PR #1792, opened 2025-06-05
docs: small adjustments to the 'how to trace charm code' doc

tonyandrewmeyer:
A few small adjustments to the how-to guide for tracing, where I ran into trouble trying to do this:

* Typo: "configuration"
* Remove the table of contents, because that's provided in the right-hand sidebar.
* Provide an example for the charmcraft YAML.
* Provide an example for instantiating the tracing object.
* Tweak the wording of the list of traces ops will generate.
* Explain that after you've added the tracing you still need to integrate with a tracing provider before you can really see anything, and provide an example of doing that.
* Move the note about using the context manager rather than the decorator into a tip box.
* Provide an example of adding a custom span and a custom event.
* Remove a duplicate instruction to add `ops[tracing]` in the dependencies.

### DIFF
--- a/docs/howto/trace-the-charm-code.md
+++ b/docs/howto/trace-the-charm-code.md
@@ -8,14 +8,6 @@ execution using OpenTelemetry.
 Refer to `ops.tracing` reference for the canonical usage example, configuration
 options and API details.
 
-This guide covers:
-- [Adding tracing to your charm](#getting-started-tracing-a-charm)
-- [Creating custom spans and events](#custom-spans-and-events)
-- [Adding tracing to charm libraries](#adding-tracing-to-charm-libraries)
-- [Migrating from the `charm_tracing` charm library](#migrating-from-charm_tracing-charm-library)
-- [How and when to use the lower-level API](#lower-level-api)
-
-(getting-started-tracing-a-charm)=
 ## Getting started
 
 To enable basic tracing:
--- a/docs/howto/trace-the-charm-code.md
+++ b/docs/howto/trace-the-charm-code.md
@@ -5,15 +5,15 @@
 `ops.tracing.Tracing`, allowing you to observe and instrument your charm's
 execution using OpenTelemetry.
 
-Refer to `ops.tracing` reference for the canonical usage example, configuration
-options and API details.
+Refer to the `ops.tracing` reference for the canonical usage example, configuration
+options, and API details.
 
 ## Getting started
 
 To enable basic tracing:
 
-- In your charm's `pyproject.toml` or `requirements.txt`, add `ops[tracing]` as a dependency, for example
-- In your `charmcraft.yaml`, declare the tracing and (optionally) ca relations
+- In your charm's `pyproject.toml` or `requirements.txt`, add `ops[tracing]` as a dependency
+- In your `charmcraft.yaml`, declare the tracing and (optionally) ca relations, for example:
 
 ```yaml
 requires:
@@ -27,7 +27,7 @@ requires:
     optional: true
 ```
 
-- In your charm class `__init__`, instantiate the `ops.tracing.Tracing(...)` object
+- In your charm class `__init__`, instantiate the `ops.tracing.Tracing(...)` object, for example:
 
 ```python
 class MyCharm(ops.CharmBase):
@@ -50,6 +50,25 @@ At this point, Ops will trace:
 This provides coarse-grained tracing, focused on the boundaries between the
 charm code and the external processes.
 
+When you deploy your charm, until it is integrated with an app providing the `tracing` relation
+(and optionally the `certificate_transfer` relation), the traces will be buffered in a tracing
+database on the unit. When the charm is successfully integrated with the `tracing` provider,
+the buffered traces and new traces will be sent to the tracing destination. For Kubernetes
+charms, if the container is recreated, any buffered traces will be lost. Ops will buffer traces
+for a reasonable period of time and amount of space.
+
+For example, to send traces to [Grafana Tempo](https://grafana.com/docs/tempo/latest/) from
+a charm named `my-charm`, assuming that
+[Charmed Tempo HA](https://discourse.charmhub.io/t/charmed-tempo-ha/15531) has already been
+deployed:
+
+TODO: what are the actual names for tempo's tracing and certificate_transfer?
+
+```bash
+juju deploy my-charm
+juju integrate my-charm tempo
+```
+
 (custom-spans-and-events)=
 ## Custom spans and events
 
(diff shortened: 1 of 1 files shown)


docs/howto/trace-the-charm-code.md
```diff
@@ -5,36 +5,75 @@
...
+juju integrate my-charm tempo
+```
+
 (custom-spans-and-events)=
 ## Custom spans and events
 
+TODO: why do we need to depend on opentelemetry when ops does? Is it the newer version? If so why not just have ops depend on that?
+
 - In your charm's `pyproject.toml` or `requirements.txt`, add
   `opentelemetry-api ~= 1.30.0` dependency.
```
tonyandrewmeyer: @dimaqq do you actually have to add `opentelemetry-api ~= 1.30.0` as a dependency? Or will the opentelemetry-api dependency in ops provide this for you?

dimaqq: `ops[tracing]` will bring that in, sure.

I was thinking "explicit is better than implicit" though.
Perhaps this can be footnoted instead, like "if you need to control the opentelementry API version, do this..."

docs/howto/trace-the-charm-code.md
```diff
@@ -5,38 +5,71 @@
...
-Refer to `ops.tracing` reference for the canonical usage example, ocnfiguration
-options and API details.
-
-This guide covers:
-- Adding tracing to your charm
-- Creating custom spans and events
-- Adding tracing to charm libraries
-- Migrating from the `charm_tracing` charm library
-- How and when to use the lower-level API
+Refer to the `ops.tracing` reference for the canonical usage example, configuration
```
dwilding: How about making `ops.tracing` a link. Because it's pointing to the module, I think the neatest way is to use `{ref}`:

```suggestion
Refer to the {ref}`ops_tracing` reference for the canonical usage example, configuration
```

docs/howto/trace-the-charm-code.md
```diff
@@ -5,38 +5,71 @@
...
 
 To enable basic tracing:
 
-- In your charm's `pyproject.toml` or `requirements.txt`, add `ops[tracing]` dependency
-- In your `charmcraft.yaml`, declare the tracing and (optionally) ca relations
-- In your charm class `__init__`, instantiate the `ops.tracing.Tracing(...)` object
-
-At this point, the Ops library will be traced:
+- In your charm's `pyproject.toml` or `requirements.txt`, add `ops[tracing]` as a dependency
+- In your `charmcraft.yaml`, declare the tracing and (optionally) ca relations, for example:
```
dwilding: A couple of minor suggestions. I probably give different suggestions each time I review something (!) but I feel like we should probably use one of these two constructions:

* In `foo.bar`
* In your `foo.bar` file

```suggestion
- In `pyproject.toml` or `requirements.txt`, add `ops[tracing]` as a dependency
- In `charmcraft.yaml`, declare the tracing and (optionally) certificate_transfer relations, for example:
```

docs/howto/trace-the-charm-code.md
```diff
@@ -5,38 +5,71 @@
...
+    interface: tracing
+    limit: 1
+    optional: true
+  receive-ca-cert:
+    interface: certificate_transfer
+    limit: 1
+    optional: true
+```
+
+- In your charm class `__init__`, instantiate the `ops.tracing.Tracing(...)` object, for example:
```
dwilding: Minor suggestions

```suggestion
- In your charm's `__init__` method, instantiate the `ops.tracing.Tracing` object, for example:
```

docs/howto/trace-the-charm-code.md
```diff
@@ -5,38 +5,71 @@
...
+        ...
+```
+
+At this point, Ops will trace:
 - The `ops.main()` call
-- The events that the Ops library emits
-- The hook tools called by the charm code
-- The Pebble API access by the charm code
+- Events that Ops emits, including all the Juju events
+- Hook tools called by the charm code
```
dwilding: We barely talk about "hook tools" in the Ops docs, since the framework wraps them. Is there a different way to put this that would still be useful? Something like this?

```suggestion
- Ops calls that inspect and update Juju (also called "hook tools")
```

docs/howto/trace-the-charm-code.md
```diff
@@ -5,38 +5,71 @@
...
 
 This provides coarse-grained tracing, focused on the boundaries between the
 charm code and the external processes.
 
+When you deploy your charm, until it is integrated with an app providing the `tracing` relation
+(and optionally the `certificate_transfer` relation), the traces will be buffered in a tracing
+database on the unit. When the charm is successfully integrated with the `tracing` provider,
+the buffered traces and new traces will be sent to the tracing destination. For Kubernetes
+charms, if the container is recreated, any buffered traces will be lost. Ops will buffer traces
+for a reasonable period of time and amount of space.
```
dwilding: For the implementation of this, is there actually a time limit, or is it all determined by storage? I'm wondering whether it might be better to say something like "Ops allocates a reasonable amount of storage for the buffered traces." Also I might split the paragraph, to make key points easier to spot:

```suggestion
When you deploy your charm, until it is integrated with an app providing the `tracing` relation
(and optionally the `certificate_transfer` relation), the traces will be buffered in a tracing
database on the unit. Ops allocates a reasonable amount of storage for the buffered traces.

When the charm is successfully integrated with the `tracing` provider,
the buffered traces and new traces will be sent to the tracing destination.

For Kubernetes charms, if the container is recreated, any buffered traces will be lost.
```

docs/howto/trace-the-charm-code.md
```diff
@@ -47,31 +80,60 @@ charm code and the external processes.
...
   `opentelemetry-sdk`, `opentelemetry-proto`, `opentelemetry-exporter-*`,
   `opentelemetry-semantic-conventions` and add `ops[tracing]` instead.
 - In your repository, remove the `charm_tracing` charm library.
-- In your charm code, remove `@trace_charm` decorator and its helpers: the 
+- In your charm code, remove the `@trace_charm` decorator and its helpers: the
   `tracing_endpoint` and `server_cert` properties or methods.
-- In your charm's `pyproject.toml` or `requirements.txt`, add `ops[tracing]` dependency
 - In your `charmcraft.yaml`, take note of the tracing and (optionally) ca relation names.
-- In your charm class `__init__`, instantiate the `ops.tracing.Tracing(...)` object
+- In your charm class `__init__`, instantiate the `ops.tracing.Tracing(...)` object,
```
dwilding:
```suggestion
- In your charm's `__init__` method, instantiate the `ops.tracing.Tracing` object,
```

dwilding (approved):
Looks good, added some small suggestions and questions about a couple of parts

docs/howto/trace-the-charm-code.md
```diff
@@ -5,38 +5,73 @@
...
 
 To enable basic tracing:
 
-- In your charm's `pyproject.toml` or `requirements.txt`, add `ops[tracing]` dependency
-- In your `charmcraft.yaml`, declare the tracing and (optionally) ca relations
-- In your charm class `__init__`, instantiate the `ops.tracing.Tracing(...)` object
-
-At this point, the Ops library will be traced:
+- In `pyproject.toml` or `requirements.txt`, add `ops[tracing]` as a dependency
+- In `charmcraft.yaml`, declare the tracing and (optionally) certificate_transfer relations, for example:
```
dimaqq: Maybe we ought to be more explicit here:

```suggestion
- In `charmcraft.yaml`, declare the charm_tracing and (optionally) certificate_transfer relations, for example:
```

The reason being that charm_tracing is/should be typically separate from workload tracing.

dimaqq: Or maybe like this?

```suggestion
- In `charmcraft.yaml`, declare the relations for tracing and (optionally) certificate_transfer interfaces, for example:
```

docs/howto/trace-the-charm-code.md
```diff
@@ -47,31 +82,60 @@ charm code and the external processes.
...
+                try:
+                    subprocess.run('/path/to/migrate.sh', capture_output=True, check=True)
+                except subprocess.CalledProcessError:
+                    opentelemetry.trace.get_current_span().add_event(
+                        'db-migrate-failed',
+                        {'attempt': attempt},
+                    )
+                    time.sleep(10 ** attempt)
+                else:
+                    break
```
dimaqq:
```suggestion
    def migrate_db(self):
        with tracer.start_as_current_span('migrate-db') as span:
            for attempt in range(3):
                try:
                    subprocess.check_output('/path/to/migrate.sh')
                except subprocess.CalledProcessError:
                    span.add_event('db-migrate-failed', {'attempt': attempt})
                    time.sleep(10 ** attempt)
                else:
                    break
```

which ties nicely with the tip to use context managers over decorators.

dimaqq: P.S. `subprocess.run('/path/to/migrate.sh', capture_output=True, check=True)` -> `subprocess.check_output('/path/to/migrate.sh')`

• _EXERCISE AIM_: Lines above that contain the string "adjustments" make up the answer.

• _YOUR SOLUTION_:
docs: small adjustments to the 'how to trace charm code' doc
A few small adjustments to the how-to guide for tracing, where I ran into trouble trying to do this:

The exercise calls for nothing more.